*** Data for review ***
Issue #27, opened 2026-07-07
Epic: channel pluggability beyond Slack


TheConnMan:
The communication channel is a swappable job (`docs/architecture-vision.md`, job 6), and the CLI already proves the service-level swap by minting the same wire payload with zero Slack contact. But the protocol itself is still Slack-shaped, so a second channel cannot exist yet.

High-level scope, to be broken into issues when picked up:

- [ ] Channel-neutral queue contract (#7) is the prerequisite and is filed as a ready issue
- [ ] Per-turn reply routing (#19) so multiple ingress paths coexist
- [ ] A second real channel adapter (ingress + ReplySink pair), chosen by actual demand: Teams, email, or a plain webhook channel
- [ ] Only then, if a third channel appears, consider a channel adapter registry

Deliberate restraint: do not build a multi-channel adapter framework before a second real channel exists; the second implementation teaches the interface.

---

## Breakdown into issues (added 2026-07-10)

Note: the two prerequisite bullets are already filed as their own issues — channel-neutral queue contract #7 and per-turn reply routing #19 — and are **not** re-created here. The child below is the second real adapter that teaches the interface. A channel adapter registry remains deliberately deferred until a third channel exists.

- [ ] Channel pluggability: second real channel adapter (ingress + ReplySink) #263

PR #1276, opened 2026-08-04
Draft ADR-0095: channel-scoped memory lifecycle

TheConnMan:
Adds ADR-0095 as a Draft per ADR-0085: merging publishes it for discussion and does not authorize implementation.

The decision: channel memory is a third scope over the durable state store, beside per-agent memory (ADR-0025) and per-thread transcripts (ADR-0029), defined as one surface-agnostic lifecycle with Slack as the first adapter.

1. Surface interface: an opaque scope key on every inbound turn, plus an optional bootstrap trigger carrying an adapter-fetched backlog. Everything else is platform machinery, identical across surfaces.
2. Storage and injection: a `channel-memory` reserved namespace holding a curated markdown document, an append-only notes log, operator-only custom instructions (platform-key writes only, outrank memory), and a watermark. Injected as a boot preamble in the existing composition seam, under a hard budget enforced at the API state router.
3. Update: hybrid. Explicit saves land immediately as appended notes; a nightly scheduler enqueues per-scope compaction turns (silent, transcript-less turn kinds through the kernel) that fold notes in, correct stale facts, and advance the watermark under CAS.

Sequencing: ADR-0079 is Accepted but unimplemented; the new turn kinds and silent output path are sacred-kernel work behind it. Known limits (rebinding orphans memory, transcript-to-scope attribution as a #27 prerequisite) are stated in Consequences, and a validation gate lists the evidence required for acceptance.

ADR index regenerated via `scripts/check-docs.sh`, not hand-edited.

### DIFF
--- a/docs/adr/0095-channel-scoped-memory-lifecycle.md
+++ b/docs/adr/0095-channel-scoped-memory-lifecycle.md
@@ -1,0 +1,377 @@
+# 95. Channel-scoped memory: one surface-agnostic lifecycle for bootstrap, injection, and update
+
+Date: 2026-08-04
+
+Status: Draft
+
+Extends [ADR-0025](0025-memory-port-and-first-loader.md) (per-agent memory over
+the durable state store) and [ADR-0029](0029-conversation-history-port-and-first-loader.md)
+(per-thread transcripts over the same store) with a third scope: the place a
+conversation happens in. Designed against
+[ADR-0020](0020-message-port-rendering-free-channel-interface.md) (the
+rendering-free channel port) and [ADR-0012](0012-substrate-and-channel-agnostic-core.md)
+(the runner never learns its channel), and sequenced behind
+[ADR-0079](0079-inbound-triggers-as-a-new-event-kind.md) (inbound triggers as a
+new event kind), whose `source` field and placeholder-less output path this
+lifecycle builds on. Distinct from [ADR-0030](0030-proactive-within-episode-memory-agent.md)
+(within-episode memory), which addresses behavioral decay inside one run; this
+ADR addresses context continuity across runs in one place. Supersedes none.
+
+## Context
+
+Threaded work is the product's unit of execution: every mention boots a fresh
+session (ADR-0003, stateless-first) whose context today is the agent's
+cross-session lessons (ADR-0025), the thread's own transcript (ADR-0029), and
+the bundle's `systemPrompt`. Nothing carries what the *channel* knows: the
+running projects, conventions, decisions, and people that every thread in that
*** End of Data for review ***
| Required action |
Set the entries down again, unchanged and complete.

| Response box |
Issue #27, opened 2026-07-07
Epic: channel pluggability beyond Slack


TheConnMan:
The communication channel is a swappable job (`docs/architecture-vision.md`, job 6), and the CLI already proves the service-level swap by minting the same wire payload with zero Slack contact. But the protocol itself is still Slack-shaped, so a second channel cannot exist yet.

High-level scope, to be broken into issues when picked up:

- [ ] Channel-neutral queue contract (#7) is the prerequisite and is filed as a ready issue
- [ ] Per-turn reply routing (#19) so multiple ingress paths coexist
- [ ] A second real channel adapter (ingress + ReplySink pair), chosen by actual demand: Teams, email, or a plain webhook channel
- [ ] Only then, if a third channel appears, consider a channel adapter registry

Deliberate restraint: do not build a multi-channel adapter framework before a second real channel exists; the second implementation teaches the interface.

---

## Breakdown into issues (added 2026-07-10)

Note: the two prerequisite bullets are already filed as their own issues — channel-neutral queue contract #7 and per-turn reply routing #19 — and are **not** re-created here. The child below is the second real adapter that teaches the interface. A channel adapter registry remains deliberately deferred until a third channel exists.

- [ ] Channel pluggability: second real channel adapter (ingress + ReplySink) #263

PR #1276, opened 2026-08-04
Draft ADR-0095: channel-scoped memory lifecycle

TheConnMan:
Adds ADR-0095 as a Draft per ADR-0085: merging publishes it for discussion and does not authorize implementation.

The decision: channel memory is a third scope over the durable state store, beside per-agent memory (ADR-0025) and per-thread transcripts (ADR-0029), defined as one surface-agnostic lifecycle with Slack as the first adapter.

1. Surface interface: an opaque scope key on every inbound turn, plus an optional bootstrap trigger carrying an adapter-fetched backlog. Everything else is platform machinery, identical across surfaces.
2. Storage and injection: a `channel-memory` reserved namespace holding a curated markdown document, an append-only notes log, operator-only custom instructions (platform-key writes only, outrank memory), and a watermark. Injected as a boot preamble in the existing composition seam, under a hard budget enforced at the API state router.
3. Update: hybrid. Explicit saves land immediately as appended notes; a nightly scheduler enqueues per-scope compaction turns (silent, transcript-less turn kinds through the kernel) that fold notes in, correct stale facts, and advance the watermark under CAS.

Sequencing: ADR-0079 is Accepted but unimplemented; the new turn kinds and silent output path are sacred-kernel work behind it. Known limits (rebinding orphans memory, transcript-to-scope attribution as a #27 prerequisite) are stated in Consequences, and a validation gate lists the evidence required for acceptance.

ADR index regenerated via `scripts/check-docs.sh`, not hand-edited.

### DIFF
--- a/docs/adr/0095-channel-scoped-memory-lifecycle.md
+++ b/docs/adr/0095-channel-scoped-memory-lifecycle.md
@@ -1,0 +1,377 @@
+# 95. Channel-scoped memory: one surface-agnostic lifecycle for bootstrap, injection, and update
+
+Date: 2026-08-04
+
+Status: Draft
+
+Extends [ADR-0025](0025-memory-port-and-first-loader.md) (per-agent memory over
+the durable state store) and [ADR-0029](0029-conversation-history-port-and-first-loader.md)
+(per-thread transcripts over the same store) with a third scope: the place a
+conversation happens in. Designed against
+[ADR-0020](0020-message-port-rendering-free-channel-interface.md) (the
+rendering-free channel port) and [ADR-0012](0012-substrate-and-channel-agnostic-core.md)
+(the runner never learns its channel), and sequenced behind
+[ADR-0079](0079-inbound-triggers-as-a-new-event-kind.md) (inbound triggers as a
+new event kind), whose `source` field and placeholder-less output path this
+lifecycle builds on. Distinct from [ADR-0030](0030-proactive-within-episode-memory-agent.md)
+(within-episode memory), which addresses behavioral decay inside one run; this
+ADR addresses context continuity across runs in one place. Supersedes none.
+
+## Context
+
+Threaded work is the product's unit of execution: every mention boots a fresh
+session (ADR-0003, stateless-first) whose context today is the agent's
+cross-session lessons (ADR-0025), the thread's own transcript (ADR-0029), and
+the bundle's `systemPrompt`. Nothing carries what the *channel* knows: the
+running projects, conventions, decisions, and people that every thread in that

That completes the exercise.